PR #1309, opened 2026-06-10
Handle disconnected report columns and output controls

kalnik-a-a:
## Summary

- Fail fast when a report references disconnected or hidden selected columns/output controls instead of letting stale references leak into generated SQL or fail later in storage with a cryptic error.
- Reuse recursive schema path collection for native fields so nested native report fields stay supported while disconnected/hidden schema subtrees are pruned consistently.
- Surface stale selected columns, filter-only references, and slices in the Report Column Picker disconnected block so they can be removed from the picker.
- Keep sort-only stale references in the Output Controls menu and highlight stale filters, slices, and sorts there in red.
- Add a red Output Controls badge/count when any filter, slice, or sort references a disconnected field, matching the unresolved state in the menu.
- Share the remove-only active-rules popover between disconnected and no-access rows so stale filter/slice rules can be reviewed and removed without add/edit controls.
- Tighten cache invalidation cleanup so it does not prepare a fresh blended reader while deleting cache entries.

## Related

- Google Sheets extension sync PR: https://github.com/OWOX/google-sheets-extension/pull/21

## Screenshots

Add screenshots of the updated Report Column Picker / Output Controls UI before moving this PR out of draft.

| State | Screenshot |
| --- | --- |
| Disconnected columns block | CleanShot 2026-06-11 at 00 00 20 |
| Output Controls red badge and menu | CleanShot 2026-06-11 at 00 35 39 |
| Stale slice/filter remove-only popover | CleanShot 2026-06-11 at 00 36 21 |

## Test Plan

- [x] `npm test -w @owox/backend -- output-controls-validator.service.spec.ts blended-report-data.service.spec.ts report-sql-composer.service.spec.ts report-data-cache.service.spec.ts`
- [x] `npm test -w @owox/web -- ReportColumnPicker.test.tsx OutputSettingsDropdown.test.tsx RowFilterIcon.test.tsx`
- [x] `npm run test:e2e -w @owox/backend -- --shard=1/3 --runInBand`
- [x] `npm run test:e2e -w @owox/backend -- --shard=2/3 --runInBand`
- [x] `npm run test:e2e -w @owox/backend -- --shard=3/3 --runInBand`
- [x] `npx eslint ...` for touched backend files
- [x] `npx eslint ...` for touched web ReportColumnPicker files
- [x] `npx tsc -p tsconfig.build.json --noEmit --incremental false`
- [x] `npm run type-check -w @owox/web`
- [x] `npx prettier --check ...` for touched backend/web/changeset files
- [x] `git diff --check`

### DIFF
--- a/apps/backend/src/data-marts/data-storage-types/data-mart-schema.utils.ts
+++ b/apps/backend/src/data-marts/data-storage-types/data-mart-schema.utils.ts
@@ -1,10 +1,37 @@
 import { z } from 'zod';
 import { DataStorageCredentials } from './data-storage-credentials.type';
+import type { DataMartSchemaField } from './data-mart-schema.type';
 import { DataMartSchemaFieldStatus } from './enums/data-mart-schema-field-status.enum';
 import { DataStorageType } from './enums/data-storage-type.enum';
 import { Injectable } from '@nestjs/common';
 import { DataStoragePublicCredentialsFactory } from './factories/data-storage-public-credentials.factory';
 import { DataStorageCredentialsPublic } from '../dto/presentation/data-storage-response-api.dto';
+
+// A hidden-for-reporting or DISCONNECTED node prunes its whole subtree; container
+// nodes count as referenceable paths alongside their nested `a.b` leaves.
+export function collectSchemaFieldPaths(
+  fields: readonly DataMartSchemaField[],
+  prefix = ''
+): string[] {
+  return collectSchemaFieldPathTypes(fields, prefix).map(field => field.name);
+}
+
+export function collectSchemaFieldPathTypes(
+  fields: readonly DataMartSchemaField[],
+  prefix = ''
+): { name: string; type: string }[] {
+  const result: { name: string; type: string }[] = [];
+  for (const field of fields) {
+    if (field.isHiddenForReporting) continue;
+    if (field.status === DataMartSchemaFieldStatus.DISCONNECTED) continue;
+    const fullName = prefix ? `${prefix}.${field.name}` : field.name;
+    result.push({ name: fullName, type: String(field.type) });
+    if ('fields' in field && field.fields?.length) {
+      result.push(...collectSchemaFieldPathTypes(field.fields, fullName));
+    }
+  }
+  return result;
+}
 
 export function createBaseFieldSchemaForType<T extends z.ZodTypeAny>(schemaFieldType: T) {
   const typedSchema = z
--- a/apps/backend/src/data-marts/services/blended-report-data.service.ts
+++ b/apps/backend/src/data-marts/services/blended-report-data.service.ts
@@ -20,11 +20,17 @@ import { DataStorageType } from '../data-storage-types/enums/data-storage-type.e
 import { StorageFieldType } from '../dto/domain/storage-field-type';
 import { computeEffectiveType } from '../data-storage-types/field-aggregation';
 import { BlendingDecision } from '../dto/domain/blending-decision.dto';
+import { DataMart } from '../entities/data-mart.entity';
 import { DataMartRelationship } from '../entities/data-mart-relationship.entity';
+import {
+  collectSchemaFieldPaths,
+  collectSchemaFieldPathTypes,
+} from '../data-storage-types/data-mart-schema.utils';
 import { PublicOriginService } from '../../common/config/public-origin.service';
 import { BusinessViolationException } from '../../common/exceptions/business-violation.exception';
 import { buildDataMartUrl } from '../../common/helpers/data-mart-url.helper';
 import { UserProjectionsFetcherService } from './user-projections-fetcher.service';
+import { throwDisconnectedReportColumnsError } from '../errors/disconnected-report-columns.error';
 
 @Injectable()
 export class BlendedReportDataService {
@@ -107,6 +113,8 @@ export class BlendedReportDataService {
     );
 
     const blendedFieldsByName = new Map(blendableSchema.blendedFields.map(f => [f.name, f]));
+    this.assertNoOrphanedColumnReferences(dataMart, columnConfig, blendedFieldsByName);
+
     const referencedColumns = new Set<string>([
       ...columnConfig,
       ...postJoinFilterColumns,
@@ -194,7 +202,9 @@ export class BlendedReportDataService {
   // blended output aliases; pre-join slices target subsidiary raw columns by aliasPath.
   private buildBlendedColumnTypes(blendableSchema: BlendableSchemaDto): BlendedColumnTypes {
     const postJoin = new Map<string, string>();
-    for (const nf of blendableSchema.nativeFields) postJoin.set(nf.name, String(nf.type));
+    for (const nf of collectSchemaFieldPathTypes(blendableSchema.nativeFields)) {
+      postJoin.set(nf.name, nf.type);
+    }
     for (const bf of blendableSchema.blendedFields) postJoin.set(bf.name, bf.type);
 
     const preJoin = new Map<string, Map<string, string>>();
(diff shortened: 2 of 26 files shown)


zapolsky (approved):
✅ Approved by automated OWOX review — no blocking issues. See top-level comment for non-blocking notes.

zapolsky:

Solid, thoroughly-tested PR — the core disconnected/orphaned-column detection (schema walker, blended-report orphan assertion, validator reclassification, recursive `columnTypes` for nested filters) is correct against the spec, consistent between the run path and the SQL-preview path, and well covered by unit + e2e + React tests. No correctness, security, data-loss, auth, or architecture violations found. Only minor notes:

- `apps/backend/src/data-marts/errors/disconnected-report-columns.error.ts:3` — Implemented as a `throwDisconnectedReportColumnsError(): never` function throwing an inline `BusinessViolationException`, whereas sibling errors in `data-marts/errors/` are classes. Works and maps to HTTP 400 correctly, but can't be matched with `instanceof`. Consider a `DisconnectedReportColumnsException extends BusinessViolationException` for convention consistency.
- `apps/web/src/features/data-marts/edit/components/ReportColumnPicker/ReportColumnPicker.tsx:2451` — The red "disconnected" badge predicate tests post-join filter columns against `dropdownColumnNames` (native + included-and-accessible blended fields), while the actual block and the backend orphan check treat any non-hidden blended field as known. A post-join filter on an excluded-but-non-hidden blended column would light the badge red while the block shows nothing and the backend accepts it — a harmless false-positive, but the badge and block/backend predicates should share the same "known" set.
- `apps/web/src/features/data-marts/edit/components/ReportColumnPicker/ReportColumnPicker.tsx:2532` — Stale rows in the disconnected block pass `fieldType={fieldTypeByName.get(name) ?? 'STRING'}`; for a truly disconnected column the type is unknown, so defaulting to `'STRING'` can mislabel operators in the view-only popover. Cosmetic.
- `apps/backend/src/data-marts/services/report-data-cache.service.ts:233` — `finalizeExpiredCacheEntry` now restores+finalizes only for `AWS_ATHENA` and skips other storages (previously every storage with `readerState` finalized). The comment + tests justify this (Athena is the only reader with external S3 artifacts), but it's a real behavior change — worth confirming no other current/future reader has external artifacts to release on cleanup.
- `.changeset/fail-fast-orphaned-report-columns.md:5` — Changeset is valid; minor nit: it opens with a `#` heading whereas sibling changesets start directly with prose.

apps/web/src/features/data-marts/edit/components/ReportColumnPicker/ReportColumnPicker.tsx
```diff
@@ -588,6 +652,54 @@ export function ReportColumnPicker({
...
+        if (!rule.aliasPath || !joinedColumnKeys.has(`${rule.aliasPath}\0${rule.column}`)) {
+          return true;
+        }
+      } else if (!dropdownColumnNames.has(rule.column)) {
+        return true;
+      }
+    }
+
+    return effectiveOutputConfig.sortConfig.some(
+      rule => !selectedDropdownColumnNames.has(rule.column)
```
romandubovyi: 🟡 **Important:** This treats a sort rule on a deselected-but-existing column the same as a truly disconnected one: the badge turns red with the "Disconnected output controls" aria-label, and `SortRow` shows "Column not found in schema" with a strikethrough. The backend distinguishes these cases (`SORT_COLUMN_NOT_SELECTED` vs the disconnected-columns error), and the fix for the user is different too — re-selecting the column vs removing the rule. Consider either pruning sort rules in `toggleField` when their column is unchecked, or using a distinct message/state for "column not selected" sort rules.

apps/backend/src/data-marts/services/blended-report-data.service.ts
```diff
@@ -347,6 +357,32 @@ export class BlendedReportDataService {
...
+  // Hidden fields are equally unavailable: schema-hidden ones are excluded from
+  // reporting by definition, and blend-hidden ones are dropped from the final SELECT
+  // while their data headers are still emitted — selecting either must fail here.
+  private assertNoOrphanedColumnReferences(
+    dataMart: DataMart,
+    columnConfig: string[],
+    blendedFieldsByName: ReadonlyMap<string, BlendedFieldDto>
+  ): void {
+    const schemaFields = dataMart.schema?.fields ?? [];
+    if (schemaFields.length === 0) return;
```
romandubovyi, line 372: 🔵 **Question:** This orphan check deliberately skips when the schema is not actualized (`schemaFields.length === 0`), but `validateForReport` has no such guard — with an empty schema every filter column throws the disconnected-columns error, whose message suggests restoring "the previous schema or joined data marts setup", which is misleading for a mart that never had a schema actualized. The old e2e covered exactly that empty-schema path before the schema PUT was added in this PR. Is the asymmetry intentional, or should the validator skip (or use a different message) for non-actualized schemas too?

apps/backend/src/data-marts/services/report-data-cache.service.ts
```diff
@@ -235,19 +208,29 @@ export class ReportDataCacheService {
...
-        const { options } = await this.resolvePrepareOptions(
-          cacheEntry.report,
-          this.cleanupAccessor,
-          false
+      if (!cacheEntry.readerState) {
+        this.logger.debug(`No reader state to finalize for cache entry ${cacheEntry.id}`);
+        return;
+      }
+
+      if (cacheEntry.storageType !== DataStorageType.AWS_ATHENA) {
```
romandubovyi, line 225: 💡 **Suggestion:** Whether a reader can be safely finalized from persisted state is knowledge that belongs to the reader, but here it's hardcoded as a `storageType !== AWS_ATHENA` check in the cache service. When a new storage with external artifacts is added, this spot is easy to miss — cleanup would silently skip it with only a debug log, leaking artifacts. A capability flag on the reader interface (e.g. `supportsStateOnlyFinalize`) would keep this decision next to each implementation.

apps/backend/src/data-marts/services/output-controls-validator.service.ts
```diff
@@ -330,4 +351,36 @@ export class OutputControlsValidatorService {
...
+  private collectDisconnectedOutputControlRefs(
+    errors: ValidationError[],
+    sort: SortRule[],
+    knownOutputColumns: ReadonlySet<string>
+  ): string[] {
+    const refs: string[] = [];
+
+    for (const error of errors) {
+      switch (error.code) {
+        case 'FILTER_COLUMN_UNKNOWN':
```
romandubovyi, line 369: ⚪ **Nit:** The `FILTER_COLUMN_UNKNOWN` case body is identical to the grouped `FILTER_ALIAS_PATH_UNKNOWN` / `FILTER_ALIAS_PATH_NOT_INCLUDED` cases below — all three can share one case group.

apps/backend/src/data-marts/data-storage-types/data-mart-schema.utils.ts
```diff
@@ -1,11 +1,38 @@
...
+// A hidden-for-reporting or DISCONNECTED node prunes its whole subtree; container
+// nodes count as referenceable paths alongside their nested `a.b` leaves.
+export function collectSchemaFieldPaths(
+  fields: readonly DataMartSchemaField[],
+  prefix = ''
+): string[] {
+  return collectSchemaFieldPathTypes(fields, prefix).map(field => field.name);
+}
+
+export function collectSchemaFieldPathTypes(
```
romandubovyi, line 19: 🟢 **Praise:** Nice extraction — replacing the local walker copy with shared `collectSchemaFieldPaths`/`collectSchemaFieldPathTypes` reused across the blended service, validator, SQL composer, and http-data util, plus the explicit FE/BE sync comments on both walkers. The nested-struct test coverage on all the consuming paths is thorough too.

kalnik-a-a:
Text copy updated. New UI tooltip text: They are missing from the current Data Mart output schema. Uncheck them to remove them from the report, or contact your analyst to restore the schema. Backend validation error text now uses the same wording after the disconnected columns list: Cannot build report SQL. Disconnected columns: "<columns>". They are missing from the current Data Mart output schema. Uncheck them to remove them from the report, or contact your analyst to restore the schema.

apps/backend/src/data-marts/services/report-data-cache.service.ts
kalnik-a-a: Leaving this scoped as-is in 46a253a04. The current cleanup path intentionally only restores Athena readers from persisted state because Athena has external S3 result artifacts to clean up; the other current readers either have no cleanup work or require a live prepared cursor/session. A reader-level capability would be a good separate cleanup, but I would keep it out of this disconnected-fields follow-up.

apps/backend/src/data-marts/services/output-controls-validator.service.ts
kalnik-a-a: Fixed in 46a253a04. FILTER_COLUMN_UNKNOWN now shares the same case group with FILTER_ALIAS_PATH_UNKNOWN and FILTER_ALIAS_PATH_NOT_INCLUDED.

apps/web/src/features/data-marts/edit/components/ReportColumnPicker/ReportColumnPicker.tsx
kalnik-a-a: Leaving this as-is in 46a253a04. This state is transient only: save validation rejects sort rules on non-selected columns with SORT_COLUMN_NOT_SELECTED, so it cannot persist through the normal API path. A more precise not-selected sort UX can be handled separately if needed.

apps/backend/src/data-marts/data-storage-types/data-mart-schema.utils.ts
kalnik-a-a: Acknowledged, keeping this extraction as-is.

apps/backend/src/data-marts/services/blended-report-data.service.ts
kalnik-a-a: Fixed in 46a253a04. validateForReport now skips schema-based disconnected-column classification while the computed schema is empty/non-actualized, matching the orphan-column check behavior. Added regression coverage for filters/sorts on a not-yet-actualized schema.

romandubovyi (approved):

== == ==

Action item » Give the exact lines, and only those, from the line containing "- Share the" through the line containing "at 00 35 39 |" in the entries above.

Finished exercise »
- Share the remove-only active-rules popover between disconnected and no-access rows so stale filter/slice rules can be reviewed and removed without add/edit controls.
- Tighten cache invalidation cleanup so it does not prepare a fresh blended reader while deleting cache entries.

## Related

- Google Sheets extension sync PR: https://github.com/OWOX/google-sheets-extension/pull/21

## Screenshots

Add screenshots of the updated Report Column Picker / Output Controls UI before moving this PR out of draft.

| State | Screenshot |
| --- | --- |
| Disconnected columns block | CleanShot 2026-06-11 at 00 00 20 |
| Output Controls red badge and menu | CleanShot 2026-06-11 at 00 35 39 |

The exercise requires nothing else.